The original complaint detailed Plaintiff's various disabilities that supported her claim for discrimination under the FCRA. The FWA claim involved a meeting in China during the 2009-2010 timeframe where Plaintiff learned of the company's alleged bribery of local government officials. Plaintiff contended that she blew the whistle on this unlawful activity and was fired as a result.
None of the whistleblower facts were pled in the earlier complaints. The FWA claim did not arise out of the same conduct, transaction, or occurrence set forth in the earlier complaints. The rationale of Rule 1.190(c) is fair notice to the defendant about the facts giving rise to liability. The earlier complaints did not give “fair notice” of the fact situation giving rise to the FWA claim.
We distinguish this case from Fabbiano v. Demings, 91 So. 3d 893 (Fla. 5th DCA 2012), upon which Plaintiff relies. In that case, the original complaint alleged that the plaintiff was patronizing Pleasure Island when the staff called security due to their belief that plaintiff and his friends were using fake ID cards. Id. at 894. An off-duty deputy who was working security began to escort the plaintiff and his friends to the security booth. Id. The plaintiff claimed that during this encounter, the deputy threw him to the ground without provocation or justification and twisted his arm, despite being told that this arm had been recently fractured.

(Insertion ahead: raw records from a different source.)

PR #2594, opened 2019-07-24
SONARJAVA-2972 Rule S3039: "String" calls should not go beyond their …

yassin-kammoun-sonarsource:


java-checks/src/test/files/checks/StringCallsBeyondBoundsCheck.java
```diff
@@ -0,0 +1,73 @@
+class A {
+  void f() {
+    String str = "Hello, world!";
+    char[] array = new char[str.length()];
+    int zero = 0, minusOne = -1, any = System.currentTimeMillis();
+
```
saberduck: I think following pattern should be detected 
```
    s.charAt(s.length());
```
even if we don't statically know the lenght of `s` . All your tests assume that we statically know the length of the string (which is fine), but we should also cover the cases where `length()` is a parameter to the call on the same symbol

java-checks/src/main/java/org/sonar/java/checks/StringCallsBeyondBoundsCheck.java
```diff
@@ -0,0 +1,154 @@
...
+
+  @Override
+  protected void onMethodInvocationFound(MethodInvocationTree invocation) {
+    boolean issue = false;
+    String method = invocation.symbol().name();
+    switch (method) {
+      case "charAt":
+      case "codePointAt":
+        // we cannot use `!lt` instead of `gte` because it would evaluate to true on an empty optional
+        issue = check(invocation, (str, args) -> lt(val(args.get(0)), opt(0)) || gte(val(args.get(0)), len(str)));
```
saberduck: these conditions are a bit hard to reason about, I believe it's because they work on too low abstraction level. It would be more readable if you defined functions on higher abstraction. You can have a function like `isValidIndex(ExpressionTree indexParam, int lowerBound, int upperBound)`,  then for example `isValidStringIndex(ExpressionTree str, ExpressionTree index)` which calls the previous with `0, len(str)`.... Once you have such functions you will be able to simplify many of the expressions, and more importantly, it will be easier to reason about conditions.

java-checks/src/main/java/org/sonar/java/checks/StringCallsBeyondBoundsCheck.java
```diff
@@ -0,0 +1,154 @@
...
+import org.sonar.plugins.java.api.tree.Tree.Kind;
+
+@Rule(key = "S3039")
+public class StringCallsBeyondBoundsCheck extends AbstractMethodDetection {
+
+  private static final String STRING = "java.lang.String";
+  private static final MethodMatcher STRING_LENGTH =
+    MethodMatcher.create().typeDefinition(STRING).name("length").withoutParameter();
+
+  private static interface Condition {
```
saberduck: I think you can just use `java.util.function.BiFunction`

java-checks/src/main/java/org/sonar/java/checks/helpers/ConstantUtils.java
```diff
@@ -84,7 +84,7 @@ public static Object resolveAsConstant(ExpressionTree tree) {
     if (expression.is(Tree.Kind.STRING_LITERAL)) {
       return LiteralUtils.trimQuotes(((LiteralTree) expression).value());
     }
-    if (tree.is(Tree.Kind.INT_LITERAL)) {
+    if (tree.is(Tree.Kind.INT_LITERAL, Tree.Kind.UNARY_MINUS, Tree.Kind.UNARY_PLUS)) {
```
saberduck: This will only work for Integer literals and not for Long literals. You can either make it work for Long literals, or you can add negative test, to document that it doesn't work for Long literals

PR #3326, opened 2020-12-07
SONARJAVA-2154 Remove usages of guava annotations from java-frontend module

margarita-nedzelska-sonarsource:


java-frontend/src/main/java/org/sonar/java/model/VisitorsBridge.java
```diff
@@ -305,4 +304,21 @@ private final void forEach(Collection<SubscriptionVisitor> visitors, Consumer<Su
       }
     }
   }
+  private static Throwable getRootCause(Throwable throwable) {
```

Id.
The Fabbiano plaintiff filed a one-count complaint against the Sheriff's Office for negligence. Id. Then, after the applicable statute of limitations had expired, the plaintiff sought to amend his complaint to change his theory of liability from negligence to battery, asserting that the battery occurred within the scope of the deputy's employment by the Sheriff. Id. The trial court denied the plaintiff's request to amend the complaint and granted judgment for appellee on the original complaint. Id.
On appeal, the Fabbiano court reversed, stating: “[T]here is no doubt that the amended pleading alleges a claim that arose out of the same occurrence as the original pleading because it is based upon the identical act, resulting in the identical injury.” Id. The court held that the amended complaint related back to the original filing, finding that although the original claim and amended claim were predicated on different legal theories, they “arose from the same occurrence” and “involved the same plaintiff, the same injuries, and the same damages.” Id. at 896.

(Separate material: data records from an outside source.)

PR #3327, opened 2020-12-07
Fix rule descriptions relative links to other rules

alban-auzeill:


quentin-jaquier-sonarsource (approved):
LGTM.

This happens when the rule key is not separated by whitespace in the rule description. I made sure to fix the descriptions of the impacted rules.

PR #3330, opened 2020-12-07
SONARJAVA-3567 Fix FPs on full matches

sebastian-hungerecker-sonarsource:


java-checks/src/main/java/org/sonar/java/checks/helpers/RegexTreeHelper.java
```diff
@@ -253,4 +253,28 @@ public static boolean isEndBoundary(AutomatonState state) {
...
+    return onlyMatchesEmptySuffix(start, new HashSet<>());
+  }
+
+  private static boolean onlyMatchesEmptySuffix(AutomatonState start, Set<AutomatonState> visited) {
+    if (start instanceof FinalState || visited.contains(start)) {
+      return true;
+    }
+    visited.add(start);
+    if (start instanceof LookAroundTree) {
+      return onlyMatchesEmptySuffix(start.continuation());
```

Here, Plaintiff argues that if the appellant in Fabbiano can change his legal theory of recovery from negligence to battery, then she can “certainly add a wrongful termination whistleblower claim when she already has a claim for wrongful termination based on disability.” However, in Fabbiano, the battery claim was “based upon the identical operative facts as the negligence claim” and therefore “arose from the same occurrence” such that plaintiff was permitted to change his legal theory of recovery from negligence to battery. 91 So. 3d at 893. In this case, the FWA claim and the disability discrimination claim under the FCRA were not based upon identical, or even similar, operative facts. As discussed above, the FWA claim alleged that Plaintiff blew the whistle on alleged violations of the Foreign Corrupt Practices Act in China and was later terminated in retaliation for her complaints of illegal activity, whereas the discrimination claim alleged that Jarden wrongfully terminated her because of her disabilities. The only fact that these claims have in common is that Plaintiff was ultimately terminated from her employment at Jarden.
The cases cited by Plaintiff in her reply brief involve situations where the untimely claim sought to be added arose out of the same “conduct, transaction, or occurrence as the original pleading,” so they are distinguishable from the case at bar. See Palm Beach Cnty. Sch. Bd. v. Doe, 210 So. 3d 41, 47 (Fla. 2017) (approving line of cases recognizing that “while amendments with new claims do not always relate back, they can do so if the claims are not factually distinct from those within the original complaint” and finding that the Title IX claim sought to be added “arose out of the same conduct as the original negligence claims—the alleged molestation of students by their teacher and the School Board's failure to protect against that harm”); Kopel v. Kopel, 229 So. 3d 812, 818 (Fla. 2017) (holding that fifth amended complaint related back to filing of the original complaint where “the new claim is not factually distinct, but arises out of the same conduct, transaction, or occurrence as that established in the original pleading”); Roden v. R.J. Reynolds Tobacco Co., 145 So. 3d 183, 187 (Fla. 4th DCA 2014) (finding that wrongful death claim and personal injury claim arose out of the same transaction because both were based on decedent's claim of injury due to smoking cigarettes and the defendant was on notice of the decedent's death well before the substituted plaintiff sought to amend the complaint and well within the two-year statute of limitations period).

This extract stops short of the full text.